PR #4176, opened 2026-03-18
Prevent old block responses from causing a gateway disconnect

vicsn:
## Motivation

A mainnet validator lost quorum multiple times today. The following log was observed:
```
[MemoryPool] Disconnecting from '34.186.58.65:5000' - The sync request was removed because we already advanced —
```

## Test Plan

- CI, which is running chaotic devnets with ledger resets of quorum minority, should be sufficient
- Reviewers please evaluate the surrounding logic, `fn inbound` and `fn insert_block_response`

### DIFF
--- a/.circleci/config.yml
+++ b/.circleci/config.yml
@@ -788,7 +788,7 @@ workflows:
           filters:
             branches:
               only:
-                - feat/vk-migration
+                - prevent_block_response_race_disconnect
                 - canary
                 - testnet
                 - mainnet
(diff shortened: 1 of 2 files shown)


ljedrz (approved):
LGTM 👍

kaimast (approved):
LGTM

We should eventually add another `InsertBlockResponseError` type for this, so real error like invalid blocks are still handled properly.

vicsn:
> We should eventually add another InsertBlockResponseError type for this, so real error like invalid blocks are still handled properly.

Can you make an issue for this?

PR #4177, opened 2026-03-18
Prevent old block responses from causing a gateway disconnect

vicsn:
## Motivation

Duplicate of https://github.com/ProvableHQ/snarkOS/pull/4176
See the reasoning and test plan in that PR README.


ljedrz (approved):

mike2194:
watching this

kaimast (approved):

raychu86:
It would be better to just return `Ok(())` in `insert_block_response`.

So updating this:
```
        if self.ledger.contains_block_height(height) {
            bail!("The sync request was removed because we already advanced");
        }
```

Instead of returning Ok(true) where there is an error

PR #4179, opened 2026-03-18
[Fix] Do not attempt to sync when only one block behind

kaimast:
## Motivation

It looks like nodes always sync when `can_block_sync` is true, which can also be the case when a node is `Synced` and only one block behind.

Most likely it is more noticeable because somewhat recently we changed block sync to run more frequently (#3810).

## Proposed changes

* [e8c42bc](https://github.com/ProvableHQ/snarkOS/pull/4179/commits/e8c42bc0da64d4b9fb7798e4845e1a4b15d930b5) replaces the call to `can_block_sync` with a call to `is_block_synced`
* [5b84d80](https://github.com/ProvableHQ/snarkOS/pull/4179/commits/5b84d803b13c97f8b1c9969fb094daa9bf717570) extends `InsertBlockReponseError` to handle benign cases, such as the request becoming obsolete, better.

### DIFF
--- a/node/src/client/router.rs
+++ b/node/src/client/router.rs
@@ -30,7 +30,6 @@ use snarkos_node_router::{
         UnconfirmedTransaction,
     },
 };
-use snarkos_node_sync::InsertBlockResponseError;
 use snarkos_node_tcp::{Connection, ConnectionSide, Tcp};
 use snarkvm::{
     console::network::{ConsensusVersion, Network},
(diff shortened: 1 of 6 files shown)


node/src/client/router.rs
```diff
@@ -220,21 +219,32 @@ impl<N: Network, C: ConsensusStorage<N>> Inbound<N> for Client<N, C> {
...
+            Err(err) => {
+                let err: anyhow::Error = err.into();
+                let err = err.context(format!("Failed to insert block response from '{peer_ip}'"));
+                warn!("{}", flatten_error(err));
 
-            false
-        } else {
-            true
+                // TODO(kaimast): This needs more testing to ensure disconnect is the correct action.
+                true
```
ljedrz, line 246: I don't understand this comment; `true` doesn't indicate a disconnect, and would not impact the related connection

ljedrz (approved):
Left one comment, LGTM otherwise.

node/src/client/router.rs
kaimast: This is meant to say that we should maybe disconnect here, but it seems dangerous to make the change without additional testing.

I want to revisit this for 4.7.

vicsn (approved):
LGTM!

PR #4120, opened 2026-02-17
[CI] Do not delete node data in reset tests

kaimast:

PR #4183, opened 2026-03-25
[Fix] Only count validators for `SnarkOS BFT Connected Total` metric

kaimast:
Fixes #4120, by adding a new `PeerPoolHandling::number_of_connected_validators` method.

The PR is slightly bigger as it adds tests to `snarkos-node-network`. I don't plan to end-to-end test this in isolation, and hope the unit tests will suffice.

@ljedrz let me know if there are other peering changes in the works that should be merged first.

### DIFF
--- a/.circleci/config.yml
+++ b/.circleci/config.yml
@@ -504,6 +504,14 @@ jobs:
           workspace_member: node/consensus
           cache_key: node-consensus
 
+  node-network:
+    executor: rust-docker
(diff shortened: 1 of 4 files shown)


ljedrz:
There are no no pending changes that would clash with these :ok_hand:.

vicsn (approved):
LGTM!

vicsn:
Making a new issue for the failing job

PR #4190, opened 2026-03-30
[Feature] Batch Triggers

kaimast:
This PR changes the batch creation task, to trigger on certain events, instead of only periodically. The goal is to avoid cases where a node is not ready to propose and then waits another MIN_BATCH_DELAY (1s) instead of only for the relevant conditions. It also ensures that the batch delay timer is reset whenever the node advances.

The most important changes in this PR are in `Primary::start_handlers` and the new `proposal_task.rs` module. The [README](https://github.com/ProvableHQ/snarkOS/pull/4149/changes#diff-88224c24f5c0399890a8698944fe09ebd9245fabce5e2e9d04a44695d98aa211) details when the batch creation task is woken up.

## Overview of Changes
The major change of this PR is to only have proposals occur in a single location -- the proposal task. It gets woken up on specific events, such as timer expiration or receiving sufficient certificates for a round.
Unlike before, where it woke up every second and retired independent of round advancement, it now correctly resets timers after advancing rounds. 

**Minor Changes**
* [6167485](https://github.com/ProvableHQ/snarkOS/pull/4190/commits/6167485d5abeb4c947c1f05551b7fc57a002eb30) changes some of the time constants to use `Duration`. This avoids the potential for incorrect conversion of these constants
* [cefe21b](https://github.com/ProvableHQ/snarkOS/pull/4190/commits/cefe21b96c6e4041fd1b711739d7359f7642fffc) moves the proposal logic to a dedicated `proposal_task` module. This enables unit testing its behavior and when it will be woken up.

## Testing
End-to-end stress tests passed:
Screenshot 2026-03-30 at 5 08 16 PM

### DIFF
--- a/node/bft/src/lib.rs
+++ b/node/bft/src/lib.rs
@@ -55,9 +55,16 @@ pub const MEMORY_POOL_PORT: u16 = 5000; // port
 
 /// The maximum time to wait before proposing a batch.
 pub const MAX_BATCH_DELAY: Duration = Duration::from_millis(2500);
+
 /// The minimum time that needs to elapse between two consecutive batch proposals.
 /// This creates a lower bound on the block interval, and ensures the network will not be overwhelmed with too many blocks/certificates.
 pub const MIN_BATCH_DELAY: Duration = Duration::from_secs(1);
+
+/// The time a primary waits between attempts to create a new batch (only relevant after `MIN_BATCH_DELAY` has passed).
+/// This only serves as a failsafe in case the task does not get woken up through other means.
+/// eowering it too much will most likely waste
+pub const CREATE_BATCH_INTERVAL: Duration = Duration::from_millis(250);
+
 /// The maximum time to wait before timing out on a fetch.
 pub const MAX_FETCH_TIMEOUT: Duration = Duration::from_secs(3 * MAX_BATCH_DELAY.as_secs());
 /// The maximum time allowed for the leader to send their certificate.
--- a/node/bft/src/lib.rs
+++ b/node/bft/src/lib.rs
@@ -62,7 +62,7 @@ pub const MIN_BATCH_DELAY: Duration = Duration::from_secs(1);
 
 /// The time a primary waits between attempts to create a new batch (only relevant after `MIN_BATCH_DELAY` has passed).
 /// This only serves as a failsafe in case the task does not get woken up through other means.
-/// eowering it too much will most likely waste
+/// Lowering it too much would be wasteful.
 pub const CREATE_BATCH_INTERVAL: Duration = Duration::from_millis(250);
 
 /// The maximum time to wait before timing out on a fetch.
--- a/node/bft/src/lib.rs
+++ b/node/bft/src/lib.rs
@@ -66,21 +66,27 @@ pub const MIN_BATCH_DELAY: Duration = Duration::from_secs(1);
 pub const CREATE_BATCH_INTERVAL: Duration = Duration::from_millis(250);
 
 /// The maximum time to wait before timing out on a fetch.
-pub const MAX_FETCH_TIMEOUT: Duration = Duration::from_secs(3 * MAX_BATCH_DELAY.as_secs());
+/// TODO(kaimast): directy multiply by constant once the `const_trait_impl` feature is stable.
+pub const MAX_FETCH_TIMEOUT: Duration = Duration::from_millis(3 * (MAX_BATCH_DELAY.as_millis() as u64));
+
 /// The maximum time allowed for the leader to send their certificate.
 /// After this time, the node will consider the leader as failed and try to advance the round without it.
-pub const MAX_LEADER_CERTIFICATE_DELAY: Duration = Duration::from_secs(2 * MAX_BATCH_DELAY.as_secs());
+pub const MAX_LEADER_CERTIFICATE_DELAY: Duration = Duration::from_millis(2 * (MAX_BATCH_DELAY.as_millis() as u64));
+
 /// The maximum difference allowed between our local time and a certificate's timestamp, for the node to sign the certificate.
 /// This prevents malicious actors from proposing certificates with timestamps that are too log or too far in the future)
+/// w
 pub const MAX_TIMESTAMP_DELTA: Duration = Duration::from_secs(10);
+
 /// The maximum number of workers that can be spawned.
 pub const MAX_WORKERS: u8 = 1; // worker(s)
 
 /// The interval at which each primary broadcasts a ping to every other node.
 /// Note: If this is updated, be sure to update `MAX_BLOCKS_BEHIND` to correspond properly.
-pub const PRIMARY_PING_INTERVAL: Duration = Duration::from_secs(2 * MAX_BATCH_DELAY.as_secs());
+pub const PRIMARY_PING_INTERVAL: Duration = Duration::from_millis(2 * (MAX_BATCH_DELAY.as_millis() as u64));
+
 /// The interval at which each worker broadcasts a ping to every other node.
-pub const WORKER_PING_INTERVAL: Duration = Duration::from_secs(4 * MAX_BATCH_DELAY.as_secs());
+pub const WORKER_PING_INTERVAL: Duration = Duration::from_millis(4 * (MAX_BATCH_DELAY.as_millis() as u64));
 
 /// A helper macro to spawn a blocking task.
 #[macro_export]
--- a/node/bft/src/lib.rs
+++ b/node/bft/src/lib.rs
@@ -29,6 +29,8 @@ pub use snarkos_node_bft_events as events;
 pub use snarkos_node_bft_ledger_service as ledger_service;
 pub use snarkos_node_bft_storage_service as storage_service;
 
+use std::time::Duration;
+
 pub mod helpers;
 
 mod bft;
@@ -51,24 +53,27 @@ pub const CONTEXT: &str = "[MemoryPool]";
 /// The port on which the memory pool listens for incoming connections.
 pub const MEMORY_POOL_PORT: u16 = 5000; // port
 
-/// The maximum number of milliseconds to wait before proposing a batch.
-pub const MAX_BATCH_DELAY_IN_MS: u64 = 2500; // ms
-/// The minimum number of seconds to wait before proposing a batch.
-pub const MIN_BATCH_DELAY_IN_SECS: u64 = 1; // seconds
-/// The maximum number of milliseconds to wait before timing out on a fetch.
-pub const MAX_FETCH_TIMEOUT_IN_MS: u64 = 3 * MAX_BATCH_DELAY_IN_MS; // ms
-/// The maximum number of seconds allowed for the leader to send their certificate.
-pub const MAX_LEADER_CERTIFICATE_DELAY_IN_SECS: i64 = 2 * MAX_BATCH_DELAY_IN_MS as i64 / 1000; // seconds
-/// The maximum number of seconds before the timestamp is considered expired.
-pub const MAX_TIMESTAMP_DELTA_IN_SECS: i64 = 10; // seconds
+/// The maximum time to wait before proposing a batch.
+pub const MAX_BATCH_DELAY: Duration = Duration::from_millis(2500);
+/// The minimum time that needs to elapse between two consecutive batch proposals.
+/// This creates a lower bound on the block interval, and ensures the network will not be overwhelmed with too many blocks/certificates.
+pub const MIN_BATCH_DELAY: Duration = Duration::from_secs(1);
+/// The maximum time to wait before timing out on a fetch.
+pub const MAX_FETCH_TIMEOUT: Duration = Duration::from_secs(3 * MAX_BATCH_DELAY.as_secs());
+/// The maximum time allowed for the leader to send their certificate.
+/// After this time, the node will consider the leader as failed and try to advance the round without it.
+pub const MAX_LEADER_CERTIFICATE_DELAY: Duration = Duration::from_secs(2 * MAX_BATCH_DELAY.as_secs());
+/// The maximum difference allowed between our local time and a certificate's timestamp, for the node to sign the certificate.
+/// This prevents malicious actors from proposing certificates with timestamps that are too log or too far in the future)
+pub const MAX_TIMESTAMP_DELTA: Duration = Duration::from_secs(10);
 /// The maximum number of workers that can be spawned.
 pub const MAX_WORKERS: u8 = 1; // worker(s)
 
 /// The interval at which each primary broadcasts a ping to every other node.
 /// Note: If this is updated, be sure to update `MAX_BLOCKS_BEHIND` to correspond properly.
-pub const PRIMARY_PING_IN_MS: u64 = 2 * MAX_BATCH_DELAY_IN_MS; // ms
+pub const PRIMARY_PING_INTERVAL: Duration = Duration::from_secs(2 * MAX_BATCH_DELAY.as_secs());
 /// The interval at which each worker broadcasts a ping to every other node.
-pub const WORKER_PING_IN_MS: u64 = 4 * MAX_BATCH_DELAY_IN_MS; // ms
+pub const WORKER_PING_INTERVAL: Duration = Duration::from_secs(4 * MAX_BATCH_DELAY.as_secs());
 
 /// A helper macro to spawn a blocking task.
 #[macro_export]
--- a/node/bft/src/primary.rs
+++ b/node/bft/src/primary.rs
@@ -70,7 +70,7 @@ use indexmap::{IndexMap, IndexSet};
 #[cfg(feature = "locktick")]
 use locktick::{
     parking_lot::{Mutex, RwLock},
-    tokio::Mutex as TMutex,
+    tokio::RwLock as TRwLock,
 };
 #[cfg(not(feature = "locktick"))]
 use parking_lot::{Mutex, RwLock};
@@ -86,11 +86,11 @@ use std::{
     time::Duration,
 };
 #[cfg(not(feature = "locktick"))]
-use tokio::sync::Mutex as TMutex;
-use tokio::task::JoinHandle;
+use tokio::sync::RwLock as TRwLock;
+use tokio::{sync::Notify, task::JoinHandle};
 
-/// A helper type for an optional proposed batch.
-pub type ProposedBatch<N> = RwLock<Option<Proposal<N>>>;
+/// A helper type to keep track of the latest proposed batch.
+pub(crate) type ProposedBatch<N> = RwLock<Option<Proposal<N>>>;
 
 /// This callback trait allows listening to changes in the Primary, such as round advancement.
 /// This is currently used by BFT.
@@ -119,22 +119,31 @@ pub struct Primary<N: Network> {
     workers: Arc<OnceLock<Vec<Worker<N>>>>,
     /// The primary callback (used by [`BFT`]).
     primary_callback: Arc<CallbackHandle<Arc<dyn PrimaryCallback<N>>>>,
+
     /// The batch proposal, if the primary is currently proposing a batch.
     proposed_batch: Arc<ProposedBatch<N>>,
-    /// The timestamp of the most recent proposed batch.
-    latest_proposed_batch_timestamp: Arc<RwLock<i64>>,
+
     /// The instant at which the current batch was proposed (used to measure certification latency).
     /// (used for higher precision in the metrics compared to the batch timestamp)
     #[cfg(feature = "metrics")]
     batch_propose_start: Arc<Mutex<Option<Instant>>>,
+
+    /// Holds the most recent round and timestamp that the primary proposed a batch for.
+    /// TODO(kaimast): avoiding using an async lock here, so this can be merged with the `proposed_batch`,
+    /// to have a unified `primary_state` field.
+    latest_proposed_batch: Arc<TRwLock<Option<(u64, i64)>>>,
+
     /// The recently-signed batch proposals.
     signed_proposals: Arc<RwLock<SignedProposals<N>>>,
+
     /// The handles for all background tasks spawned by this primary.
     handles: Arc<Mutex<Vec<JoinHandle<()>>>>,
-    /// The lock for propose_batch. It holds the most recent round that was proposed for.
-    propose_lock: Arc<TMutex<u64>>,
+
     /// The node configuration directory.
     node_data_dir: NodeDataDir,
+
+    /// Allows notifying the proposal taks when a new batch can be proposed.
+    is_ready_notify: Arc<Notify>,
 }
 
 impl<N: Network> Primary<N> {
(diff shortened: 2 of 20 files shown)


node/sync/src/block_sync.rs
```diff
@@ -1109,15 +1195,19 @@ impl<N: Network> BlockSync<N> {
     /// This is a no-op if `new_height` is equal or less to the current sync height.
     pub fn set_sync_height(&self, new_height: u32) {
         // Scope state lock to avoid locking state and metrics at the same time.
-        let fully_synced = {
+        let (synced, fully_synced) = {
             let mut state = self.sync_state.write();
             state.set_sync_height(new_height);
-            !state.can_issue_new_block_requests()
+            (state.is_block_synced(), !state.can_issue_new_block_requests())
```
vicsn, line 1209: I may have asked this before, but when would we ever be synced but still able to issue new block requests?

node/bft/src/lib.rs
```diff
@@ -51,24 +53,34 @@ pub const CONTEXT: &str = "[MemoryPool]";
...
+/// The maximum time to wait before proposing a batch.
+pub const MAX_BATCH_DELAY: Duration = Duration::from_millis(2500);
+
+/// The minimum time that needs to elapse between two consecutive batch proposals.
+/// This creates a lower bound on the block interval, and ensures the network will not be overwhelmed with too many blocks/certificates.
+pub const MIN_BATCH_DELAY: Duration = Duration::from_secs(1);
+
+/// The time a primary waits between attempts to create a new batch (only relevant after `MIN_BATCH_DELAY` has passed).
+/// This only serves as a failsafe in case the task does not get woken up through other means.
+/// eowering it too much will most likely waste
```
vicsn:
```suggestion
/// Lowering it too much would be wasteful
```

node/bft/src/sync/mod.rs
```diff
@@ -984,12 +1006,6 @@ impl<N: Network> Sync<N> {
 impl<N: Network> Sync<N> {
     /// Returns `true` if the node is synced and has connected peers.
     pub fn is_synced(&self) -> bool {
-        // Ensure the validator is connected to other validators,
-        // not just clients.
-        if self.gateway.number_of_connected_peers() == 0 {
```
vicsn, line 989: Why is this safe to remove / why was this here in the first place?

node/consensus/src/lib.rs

______________________________

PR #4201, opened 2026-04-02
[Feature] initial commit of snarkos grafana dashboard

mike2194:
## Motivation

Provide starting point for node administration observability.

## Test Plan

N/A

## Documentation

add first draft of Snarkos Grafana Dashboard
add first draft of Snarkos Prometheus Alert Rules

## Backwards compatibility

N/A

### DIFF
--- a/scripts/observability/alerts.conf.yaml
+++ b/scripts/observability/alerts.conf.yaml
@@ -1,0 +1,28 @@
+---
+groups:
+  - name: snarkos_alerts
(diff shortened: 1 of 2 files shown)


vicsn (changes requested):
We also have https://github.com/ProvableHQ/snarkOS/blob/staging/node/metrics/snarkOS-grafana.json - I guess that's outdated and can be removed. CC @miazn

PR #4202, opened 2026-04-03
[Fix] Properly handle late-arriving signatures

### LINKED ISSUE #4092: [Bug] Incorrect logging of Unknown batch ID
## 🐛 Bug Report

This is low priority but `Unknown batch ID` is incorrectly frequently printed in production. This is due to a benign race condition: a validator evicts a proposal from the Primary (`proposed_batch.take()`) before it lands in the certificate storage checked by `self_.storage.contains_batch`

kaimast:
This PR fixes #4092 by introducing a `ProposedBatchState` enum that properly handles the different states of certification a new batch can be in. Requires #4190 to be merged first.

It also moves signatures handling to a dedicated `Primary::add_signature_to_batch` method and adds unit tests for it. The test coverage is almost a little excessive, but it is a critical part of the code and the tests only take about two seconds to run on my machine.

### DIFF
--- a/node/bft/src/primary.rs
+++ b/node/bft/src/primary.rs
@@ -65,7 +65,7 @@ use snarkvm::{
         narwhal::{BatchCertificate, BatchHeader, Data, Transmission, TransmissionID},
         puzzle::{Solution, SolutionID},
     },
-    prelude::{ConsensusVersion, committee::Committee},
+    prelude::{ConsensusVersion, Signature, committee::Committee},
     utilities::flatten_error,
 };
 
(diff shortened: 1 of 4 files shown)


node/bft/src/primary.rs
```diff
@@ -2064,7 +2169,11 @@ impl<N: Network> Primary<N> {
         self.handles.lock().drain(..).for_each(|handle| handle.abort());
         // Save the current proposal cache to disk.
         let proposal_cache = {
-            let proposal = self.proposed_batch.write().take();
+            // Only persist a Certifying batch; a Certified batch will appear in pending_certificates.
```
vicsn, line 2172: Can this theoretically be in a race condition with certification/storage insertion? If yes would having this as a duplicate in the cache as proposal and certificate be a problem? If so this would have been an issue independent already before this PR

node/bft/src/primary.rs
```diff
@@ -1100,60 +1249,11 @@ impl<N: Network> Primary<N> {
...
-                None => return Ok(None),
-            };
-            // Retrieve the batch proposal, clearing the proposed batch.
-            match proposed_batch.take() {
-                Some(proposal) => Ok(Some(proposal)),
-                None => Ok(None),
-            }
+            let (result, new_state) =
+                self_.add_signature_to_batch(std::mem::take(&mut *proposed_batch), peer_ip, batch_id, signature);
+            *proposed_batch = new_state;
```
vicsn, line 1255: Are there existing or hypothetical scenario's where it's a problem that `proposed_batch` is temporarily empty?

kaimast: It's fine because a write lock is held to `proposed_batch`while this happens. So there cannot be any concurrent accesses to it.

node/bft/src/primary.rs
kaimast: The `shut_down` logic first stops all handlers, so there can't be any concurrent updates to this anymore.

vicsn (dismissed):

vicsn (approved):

______________________________

Aim of the task> There is a line with "[Fix] Only count" and a line with "This PR changes" above. Copy exactly those two lines and all lines between them, with nothing else.

Exercise answer>
[Fix] Only count validators for `SnarkOS BFT Connected Total` metric

kaimast:
Fixes #4120, by adding a new `PeerPoolHandling::number_of_connected_validators` method.

The PR is slightly bigger as it adds tests to `snarkos-node-network`. I don't plan to end-to-end test this in isolation, and hope the unit tests will suffice.

@ljedrz let me know if there are other peering changes in the works that should be merged first.

### DIFF
--- a/.circleci/config.yml
+++ b/.circleci/config.yml
@@ -504,6 +504,14 @@ jobs:
           workspace_member: node/consensus
           cache_key: node-consensus
 
+  node-network:
+    executor: rust-docker
(diff shortened: 1 of 4 files shown)


ljedrz:
There are no no pending changes that would clash with these :ok_hand:.

vicsn (approved):
LGTM!

vicsn:
Making a new issue for the failing job

PR #4190, opened 2026-03-30
[Feature] Batch Triggers

kaimast:
This PR changes the batch creation task, to trigger on certain events, instead of only periodically. The goal is to avoid cases where a node is not ready to propose and then waits another MIN_BATCH_DELAY (1s) instead of only for the relevant conditions. It also ensures that the batch delay timer is reset whenever the node advances.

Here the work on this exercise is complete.